ASCII to My Heart

The ASCII character encoding may now be somewhat obsolete, but its influences on computing still show. There are also interesting things to learn about how it was designed.

All of this, of course, is not at all new. ASCII is now over fifty years old, but I had never before given it much thought. When I actually looked into it, I was pleasantly surprised.

The ASCIIbet

This is a classic ASCII code chart,¹ which is laid out in a way that shows many of its design niceties. An obvious property is the overall ordering of the characters.

The characters are laid out such that common separators appear first, e.g. space, hyphen, full stop and slash, followed by numbers, capital letters, and finally minuscule letters. This layout means that ASCII strings can easily be sorted by comparing their numerical values. The resulting order is called ASCIIbetical.

Hurray for lazy programmers!

ASCII for humans

The layout of the chart also reveals how human-readable ASCII can be. By looking at the first two or three most significant bits, many of the characters become obvious.

Values starting with 011 represent the digit character corresponding to the last four bits. For example, 0110011 is the character “3”.
Values starting with 010 sometimes represent the shifted symbol corresponding to the digit. This was based on the layouts of electric typewriters at the time, so doesn’t hold up as much today. It is still accurate for 1, 3, 4 and 5 on US QWERTY layouts. For example, 0100011 is the character “#”.
Values starting with 10 represent the capital letter at the position in the alphabet of the last 5 bits. For example, 1000011 is the character “C”.
Similarly, values starting with 11 represent the minuscule letter at that position in the alphabet. For example, 1100011 is the character “c”.
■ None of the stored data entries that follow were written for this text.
PR #1607, opened 2019-08-21
[k8s] Add trust bundle for each module

dmolokanov:
In order to establish secure communication between module and iotedged each pod should contain volume with iotedged trust bundle attached.

### DIFF
--- a/edge-agent/src/Microsoft.Azure.Devices.Edge.Agent.Kubernetes/CrdWatcher.cs
+++ b/edge-agent/src/Microsoft.Azure.Devices.Edge.Agent.Kubernetes/CrdWatcher.cs
@@ -3,7 +3,6 @@ namespace Microsoft.Azure.Devices.Edge.Agent.Kubernetes
 {
     using System;
     using System.Collections.Generic;
-    using System.ComponentModel;
     using System.Linq;
     using System.Threading.Tasks;
     using k8s;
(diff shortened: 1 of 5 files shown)


kkdawkins:
It looks fine, but since we are already behind on test debt, are there any UTs that you can write to cover this?

edge-agent/src/Microsoft.Azure.Devices.Edge.Agent.Kubernetes/CrdWatcher.cs
```diff
@@ -459,130 +461,126 @@ async Task PruneServiceAccounts(List<string> accountNamesToPrune)
...
+                });
 
-            return new V1PodTemplateSpec();
+            var modulePodSpec = new V1PodSpec(containerList, volumes: volumeList, imagePullSecrets: imageSecret.OrDefault());
+            var objectMeta = new V1ObjectMeta(labels: podLabels, annotations: podAnnotations);
+            return new V1PodTemplateSpec(objectMeta, modulePodSpec);
         }
 
-        private VolumeOptions GetVolumesFromModule(IModule<AgentDocker.CombinedDockerConfig> moduleWithDockerConfig)
+        (List<V1Volume>, List<V1VolumeMount>, List<V1VolumeMount>) GetVolumesFromModule(IModule<AgentDocker.CombinedDockerConfig> moduleWithDockerConfig)
```
kkdawkins: Rather than put it back as a three tuple, why not create a VolumeOptions type?

edge-agent/src/Microsoft.Azure.Devices.Edge.Agent.Service/modules/KubernetesModule.cs
```diff
@@ -91,32 +96,33 @@ public class KubernetesModule : Module
...
-                if (this.enableServiceCallTracing)
-                {
-                    // enable tracing of k8s requests made by the client
-                    var loggerFactory = c.Resolve<ILoggerFactory>();
-                    ILogger logger = loggerFactory.CreateLogger(typeof(Kubernetes));
-                    ServiceClientTracing.IsEnabled = true;
-                    ServiceClientTracing.AddTracingInterceptor(new DebugTracer(logger));
-                }
+            builder.Register(
+                    c =>
```
kkdawkins: Why did you move these down to their own line? It increases the amount of nesting. Can you put these back?

kkdawkins: Same comment for the instances in this file.

dmolokanov: Probably its IDE formatting that I need to configure

edge-agent/src/Microsoft.Azure.Devices.Edge.Agent.Kubernetes/CrdWatcher.cs
dmolokanov: We don't use option here at all. Private type for private method seems like overkill or not?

There are also other aligned shifted characters, such as ,./ and <>?, which have their third most significant bit flipped. The characters []| also correspond to {}| with their second most significant bit flipped.

Delete

This human-readability would have been much more useful than it is now back when ASCII text was often stored on punched paper tape. Paper tape is also the reason there is one control-code that doesn’t appear in the first 32 positions with the rest.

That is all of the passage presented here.